#### [Dataset excerpts]
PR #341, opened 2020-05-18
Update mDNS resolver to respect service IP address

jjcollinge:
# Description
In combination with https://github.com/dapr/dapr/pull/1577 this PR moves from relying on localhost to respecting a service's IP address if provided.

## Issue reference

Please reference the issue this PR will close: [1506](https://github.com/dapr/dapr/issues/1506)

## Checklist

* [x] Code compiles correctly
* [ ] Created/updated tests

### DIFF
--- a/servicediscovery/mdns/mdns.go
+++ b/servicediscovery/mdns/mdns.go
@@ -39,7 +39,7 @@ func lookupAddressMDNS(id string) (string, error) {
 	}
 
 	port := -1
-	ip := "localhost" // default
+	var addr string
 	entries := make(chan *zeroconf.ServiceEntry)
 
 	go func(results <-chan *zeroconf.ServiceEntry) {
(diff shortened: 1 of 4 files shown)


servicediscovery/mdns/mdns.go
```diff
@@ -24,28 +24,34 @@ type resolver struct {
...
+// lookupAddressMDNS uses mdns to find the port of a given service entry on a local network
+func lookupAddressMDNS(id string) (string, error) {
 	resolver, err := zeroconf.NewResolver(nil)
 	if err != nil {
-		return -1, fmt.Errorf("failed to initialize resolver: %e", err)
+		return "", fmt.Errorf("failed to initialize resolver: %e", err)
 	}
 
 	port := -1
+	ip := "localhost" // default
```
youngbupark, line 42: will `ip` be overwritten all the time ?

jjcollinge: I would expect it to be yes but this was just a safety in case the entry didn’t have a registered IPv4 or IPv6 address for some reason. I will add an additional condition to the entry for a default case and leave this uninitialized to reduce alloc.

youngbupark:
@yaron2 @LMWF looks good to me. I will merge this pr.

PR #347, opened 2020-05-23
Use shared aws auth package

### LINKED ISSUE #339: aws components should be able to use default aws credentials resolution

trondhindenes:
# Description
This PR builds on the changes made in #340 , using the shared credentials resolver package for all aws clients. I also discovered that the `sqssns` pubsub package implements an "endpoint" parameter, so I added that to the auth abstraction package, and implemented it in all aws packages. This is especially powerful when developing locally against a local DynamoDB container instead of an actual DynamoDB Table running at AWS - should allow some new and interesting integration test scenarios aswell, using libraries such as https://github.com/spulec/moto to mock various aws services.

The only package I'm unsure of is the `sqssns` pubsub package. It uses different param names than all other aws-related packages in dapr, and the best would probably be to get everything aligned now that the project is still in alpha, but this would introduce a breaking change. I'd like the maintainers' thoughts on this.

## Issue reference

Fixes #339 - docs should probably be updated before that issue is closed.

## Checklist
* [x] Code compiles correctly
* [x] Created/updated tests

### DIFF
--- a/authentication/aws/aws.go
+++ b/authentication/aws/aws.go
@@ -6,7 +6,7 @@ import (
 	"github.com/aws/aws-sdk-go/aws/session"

#### [Task brief]
Copy every record exactly.

#### [Reply to the exercise]
PR #341, opened 2020-05-18
Update mDNS resolver to respect service IP address

jjcollinge:
# Description
In combination with https://github.com/dapr/dapr/pull/1577 this PR moves from relying on localhost to respecting a service's IP address if provided.

## Issue reference

Please reference the issue this PR will close: [1506](https://github.com/dapr/dapr/issues/1506)

## Checklist

* [x] Code compiles correctly
* [ ] Created/updated tests

### DIFF
--- a/servicediscovery/mdns/mdns.go
+++ b/servicediscovery/mdns/mdns.go
@@ -39,7 +39,7 @@ func lookupAddressMDNS(id string) (string, error) {
 	}
 
 	port := -1
-	ip := "localhost" // default
+	var addr string
 	entries := make(chan *zeroconf.ServiceEntry)
 
 	go func(results <-chan *zeroconf.ServiceEntry) {
(diff shortened: 1 of 4 files shown)


servicediscovery/mdns/mdns.go
```diff
@@ -24,28 +24,34 @@ type resolver struct {
...
+// lookupAddressMDNS uses mdns to find the port of a given service entry on a local network
+func lookupAddressMDNS(id string) (string, error) {
 	resolver, err := zeroconf.NewResolver(nil)
 	if err != nil {
-		return -1, fmt.Errorf("failed to initialize resolver: %e", err)
+		return "", fmt.Errorf("failed to initialize resolver: %e", err)
 	}
 
 	port := -1
+	ip := "localhost" // default
```
youngbupark, line 42: will `ip` be overwritten all the time ?

jjcollinge: I would expect it to be yes but this was just a safety in case the entry didn’t have a registered IPv4 or IPv6 address for some reason. I will add an additional condition to the entry for a default case and leave this uninitialized to reduce alloc.

youngbupark:
@yaron2 @LMWF looks good to me. I will merge this pr.

PR #347, opened 2020-05-23
Use shared aws auth package

### LINKED ISSUE #339: aws components should be able to use default aws credentials resolution

trondhindenes:
# Description
This PR builds on the changes made in #340 , using the shared credentials resolver package for all aws clients. I also discovered that the `sqssns` pubsub package implements an "endpoint" parameter, so I added that to the auth abstraction package, and implemented it in all aws packages. This is especially powerful when developing locally against a local DynamoDB container instead of an actual DynamoDB Table running at AWS - should allow some new and interesting integration test scenarios aswell, using libraries such as https://github.com/spulec/moto to mock various aws services.

The only package I'm unsure of is the `sqssns` pubsub package. It uses different param names than all other aws-related packages in dapr, and the best would probably be to get everything aligned now that the project is still in alpha, but this would introduce a breaking change. I'd like the maintainers' thoughts on this.

## Issue reference

Fixes #339 - docs should probably be updated before that issue is closed.

## Checklist
* [x] Code compiles correctly
* [x] Created/updated tests

### DIFF
--- a/authentication/aws/aws.go
+++ b/authentication/aws/aws.go
@@ -6,7 +6,7 @@ import (
 	"github.com/aws/aws-sdk-go/aws/session"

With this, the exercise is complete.